WidgetCursor is a Glib::Object and can be created by Gtk2::Builder in the usual way. Each is a separate toplevel object and the widget property sets what it should act on. The add-widget pseudo-property allows multiple widgets to be set.

<object class="Gtk2__Ex__WidgetCursor" id="wcursor">
  <property name="widget">mywidget</property>
  <property name="active">1</property>
</object>

See examples/builder.pl and examples/builder-add.pl for complete sample programs.

LIMITATIONS

WidgetCursor settings are applied to the widget windows without paying attention to which among them are "no-window" and thus using their parents' windows. If different no-window children have a common windowed parent then WidgetCursor won't notice and the result will probably come out wrong. For now it's suggested you either always give a windowed widget, or at least always the same no-window child.

An exception to the no-window rule is Gtk2::Button. It has the no-window flag but in fact keeps a private input-only event window over its allocated space. WidgetCursor digs that out and uses it to put the cursor on the intended area. But an exception to this exception is Gtk2::LinkButton where a setting on the button works fine, but any WidgetCursor on its parent widget is messed up.

In the future, it might be possible to have cursors on no-window widgets by following motion-notify events within the container parent in order to update the cursor as it goes across different children. Something similar might allow certain regions of a window to have a particular cursor, such as hyperlinked clickable text. But windowed widgets are normally best, since they let the X server take care of the display immediately as the mouse moves around.

Reparenting widgets under an include_children probably doesn't quite work. If it involves a new realize then it may work (such as reparenting to a different screen). Moving widgets is unusual, so in practice this isn't too bad. Doing the right thing in all cases might need a lot of add or parent signal connections.

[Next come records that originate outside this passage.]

PR #1510, opened 2020-09-23
Elide response logs from v2 api responses when they're too long

mozbhearsum:


client/src/balrogclient/api.py
```diff
@@ -107,7 +107,7 @@ def balrog_request(session, method, url, *args, **kwargs):
         resp.raise_for_status()
         if resp.content:
             recieved_data = resp.json()
-            log.info("Data recieved: %s", recieved_data)
+            log.info("Data recieved: %s", _json_log_data(recieved_data))
```
escapewindow, line 110: Non-blocking nit SP: `received` :)

escapewindow (approved):

client/src/balrogclient/api.py
mozbhearsum: oops :). let's leave that for later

Widgets calling $window->set_cursor themselves generally don't work with the WidgetCursor mechanism. WidgetCursor has some special handling for Gtk2::Entry and Gtk2::TextView (their insertion point cursor), but a few other core widgets have problems. The worst currently is Gtk2::LinkButton per above. The ill effects are often as modest as an include_children not working on children of offending types.

SEE ALSO

Gtk2::Gdk::Cursor, Gtk2::Widget, Gtk2::Gdk::Window, Gtk2::Gdk::Display

Wx::BusyCursor

HOME PAGE

http://user42.tuxfamily.org/gtk2-ex-widgetcursor/index.html

LICENSE

Copyright 2007, 2008, 2009, 2010, 2011, 2012, 2017, 2019 Kevin Ryde

Gtk2-Ex-WidgetCursor is free software; you can redistribute it and/or modify it under the terms of the GNU General Public License as published by the Free Software Foundation; either version 3, or (at your option) any later version.

Gtk2-Ex-WidgetCursor is distributed in the hope that it will be useful, but WITHOUT ANY WARRANTY; without even the implied warranty of MERCHANTABILITY or FITNESS FOR A PARTICULAR PURPOSE. See the GNU General Public License for more details.